No adversarial test: never running a Compaction-Eviction-style attack against your own pipeline, so the first adversarial constraint drop happens in production.
Same-tier assumption: managing safety rules and disposable task history with the same lossy pipeline instead of splitting load-bearing content into a pinned, non-evictable region.
Shipping memory without an eval number: adding a memory layer (compaction, retrieval, or a vendor service) and calling it done without measuring whether it actually preserves what matters.

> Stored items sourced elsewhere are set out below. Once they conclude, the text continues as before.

PR #8624, opened 2022-04-02
New lint `is_digit_ascii_radix`

### LINKED ISSUE #6399: Lint: is_ascii_digit instead of is_digit
### What it does

Finds usages of `is_digit` that can be replaced with `is_ascii_digit` or `is_ascii_hexdigit`.

### Categories (optional)

- Kind: style

It is simpler since the radix does not need to be specified.

### Drawbacks

None.

### Example

```rust
fn bad(c: char) {
    c.is_digit(10);
    c.is_digit(16);
}
```

Could be written as:

```rust
fn good(c: char) {
    c.is_ascii_digit();
    c.is_ascii_hexdigit();
}
```

pitaj:
Closes #6399 

changelog: Added [`is_digit_ascii_radix`]: recommend `is_ascii_digit()` or `is_ascii_hexdigit()` in place of `is_digit(10)` and `is_digit(16)`

### DIFF
--- a/clippy_lints/src/methods/is_digit_ascii_radix.rs
+++ b/clippy_lints/src/methods/is_digit_ascii_radix.rs
@@ -1,0 +1,50 @@
+//! Lint for `c.is_digit(10)`
+
+use super::IS_DIGIT_ASCII_RADIX;
+use clippy_utils::{
+    consts::constant_full_int, consts::FullInt, diagnostics::span_lint_and_sugg, meets_msrv, msrvs,
+    source::snippet_with_applicability,
+};
+use rustc_errors::Applicability;
+use rustc_hir::Expr;
+use rustc_lint::LateContext;
+use rustc_semver::RustcVersion;
+
+pub(super) fn check<'tcx>(
+    cx: &LateContext<'tcx>,
+    expr: &'tcx Expr<'_>,
+    self_arg: &'tcx Expr<'_>,
+    radix: &'tcx Expr<'_>,
+    msrv: Option<&RustcVersion>,
+) {
+    if !meets_msrv(msrv, &msrvs::IS_ASCII_DIGIT) {
+        return;
+    }
+
+    if !cx.typeck_results().expr_ty_adjusted(self_arg).peel_refs().is_char() {
+        return;
+    }
+
+    if let Some(radix_val) = constant_full_int(cx, cx.typeck_results(), radix) {
+        let (num, replacement) = match radix_val {
+            FullInt::S(10) | FullInt::U(10) => (10, "is_ascii_digit"),
+            FullInt::S(16) | FullInt::U(16) => (16, "is_ascii_hexdigit"),
+            _ => return,
+        };
+        let mut applicability = Applicability::MachineApplicable;
+
+        span_lint_and_sugg(
+            cx,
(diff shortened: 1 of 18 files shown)


clippy_lints/src/methods/is_digit_ascii_radix.rs
```diff
@@ -0,0 +1,43 @@
...
+    cx: &LateContext<'tcx>,
+    expr: &'tcx Expr<'_>,
+    self_arg: &'tcx Expr<'_>,
+    radix: &'tcx Expr<'_>,
+) {
+    if !cx.typeck_results().expr_ty_adjusted(self_arg).peel_refs().is_char() {
+        return;
+    }
+
+    if let Some(radix) = constant_full_int(cx, cx.typeck_results(), radix) {
```
xFrednet, line 21: [`is_ascii_digit`](https://doc.rust-lang.org/std/primitive.char.html#method.is_ascii_digit) and [is_ascii_hexdigit](https://doc.rust-lang.org/std/primitive.char.html#method.is_ascii_hexdigit) has been stabilized in `1.24.0` while `is_digit(...)` has been stable since 1.0. Clippy has a configuration that is used to specify what the minimum rust version that the suggestion has to work for.

You can pass the current `msrv` version in as an argument and then check the version like this:

```rs
if meets_msrv(msrv, &msrvs::IS_ASCII_DIGIT) ...
```

See: [*Specifying the lint's minimum supported Rust version (MSRV)*](https://github.com/rust-lang/rust-clippy/blob/master/doc/adding_lints.md#specifying-the-lints-minimum-supported-rust-version-msrv)

They also have a minimum rust version for const evaluation, however, since `is_digit` isn't const we don't have to check for that :upside_down_face:

clippy_lints/src/methods/is_digit_ascii_radix.rs
```diff
@@ -0,0 +1,43 @@
...
+            FullInt::S(16) | FullInt::U(16) => "is_ascii_hexdigit",
+            _ => return,
+        };
+        let mut applicability = Applicability::MachineApplicable;
+
+        span_lint_and_sugg(
+            cx,
+            IS_DIGIT_ASCII_RADIX,
+            expr.span,
+            "use of `char::is_digit(..)` with literal radix of 10 or 16",
```
xFrednet, line 33: Since you mention the used radix, you could go one step further and only name the one been using. For that, you would store the found value and then use format, like so:

```rs
&format!("use of `char::is_digit(..)` with literal radix of {}", radiax_int),
```

or maybe:

```rs
&format!("use of `char::is_digit({})`", radiax_int),
```

This is optional, the current lint message already works well, and I'm also happy if you want to keep it this way :upside_down_face:

xFrednet (commented):
This already looks good to me :+1: I've added two comments, and then it should be ready to be merged. :upside_down_face:

pitaj:
Done.

@rustbot -S-waiting-on-author +S-waiting-on-review

pitaj:
Alright, moved the MSRV check and resolved the conflicts.

xFrednet:
Alright, the code looks good. Could you rebase your commit again on master? it looks like you accidentally pulled in a second commit from someone else 🙃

See context compaction for compaction techniques and their cost/latency trade-offs, agent memory for the broader tiered-memory architecture debate, and prompt injection for the adjacent threat model where untrusted content hijacks what an agent trusts.

Evidence · 4 sources

BenchmarkGovernance Decay: How Context Compaction Silently Erases Safety Constraints in Long-Horizon LLM Agentsbenchmark/result-backed
ConstraintRot benchmark, 1,323 episodes across seven model families: prohibited-action violation is 0% with the policy in full context, rises to 30% after ordinary compaction (up to 59% for some models), stays 0% when the constraint survives the summary, and reaches 38% when it is dropped. A Compaction-Eviction Attack (adversarial content that biases the summarizer to drop the policy) defeats every evaluated model; the paper's training-free Constraint Pinning mitigation restores violation to 0%.
Primary docHow to Build Memory into AI Agentsprimary-doc-backed
Frames agent memory as short-term (live context), episodic, and long-term/semantic tiers, and recommends a capture-traces -> analyze -> selectively-update loop over long-term memory rather than dumping raw history into it.
Field reportElastic Open-Sources Atlas Agent Memory Based on Cognitive Scienceproduction field-report-backed
Elastic's Atlas ships three memory categories on Elasticsearch, exposed to agents over MCP with per-user isolation, and reports 0.89 Recall@10 on a question-answering evaluation rather than shipping the architecture as an unverified diagram.
EditorialLLM Digest synthesiseditorial inference
For agent builders, any lossy transform in the memory pipeline (compaction, retrieval, forgetting) is a place a safety-relevant fact can silently vanish, and it needs the same adversarial testing discipline as prompt injection, not just a happy-path check.